Tridiagonal matrix

In linear algebra, a tridiagonal matrix is a band matrix that has nonzero elements only on the main diagonal, the subdiagonal/lower diagonal (the first diagonal below this), and the supradiagonal/upper diagonal (the first diagonal above the main diagonal). For example, the following matrix is tridiagonal:

${\displaystyle {\begin{pmatrix}1&4&0&0\\3&4&1&0\\0&2&3&4\\0&0&1&3\\\end{pmatrix}}.}$

The determinant of a tridiagonal matrix is given by the continuant of its elements. ^[1]

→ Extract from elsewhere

PR #12059, opened 2022-07-09
Implement EmulatableRunStep for linker tests

Luukdegram:
Implements a new step that can run and compare the output for foreign binaries that will be run through emulation when enabled (or directly on the host when non-foreign binary). When disabled, it will skip running the binary and produce a warning instead. Said warning can be hidden by either setting the option manually in `build.zig` on the step, or passing `-Dhide-foreign-warnings`. This option is automatically added when creating the step.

An orthogonal transformation of a symmetric (or Hermitian) matrix to tridiagonal form can be done with the Lanczos algorithm.

Properties

A tridiagonal matrix is a matrix that is both upper and lower Hessenberg matrix. ^[2] In particular, a tridiagonal matrix is a direct sum of p 1-by-1 and q 2-by-2 matrices such that p + q/2 = n — the dimension of the tridiagonal. Although a general tridiagonal matrix is not necessarily symmetric or Hermitian, many of those that arise when solving linear algebra problems have one of these properties. Furthermore, if a real tridiagonal matrix A satisfies a_k,k+1a_k+1,k > 0 for all k, so that the signs of its entries are symmetric, then it is similar to a Hermitian matrix, by a diagonal change of basis matrix. Hence, its eigenvalues are real. If we replace the strict inequality by a_k,k+1a_k+1,k≥ 0, then by continuity, the eigenvalues are still guaranteed to be real, but the matrix need no longer be similar to a Hermitian matrix. ^[3]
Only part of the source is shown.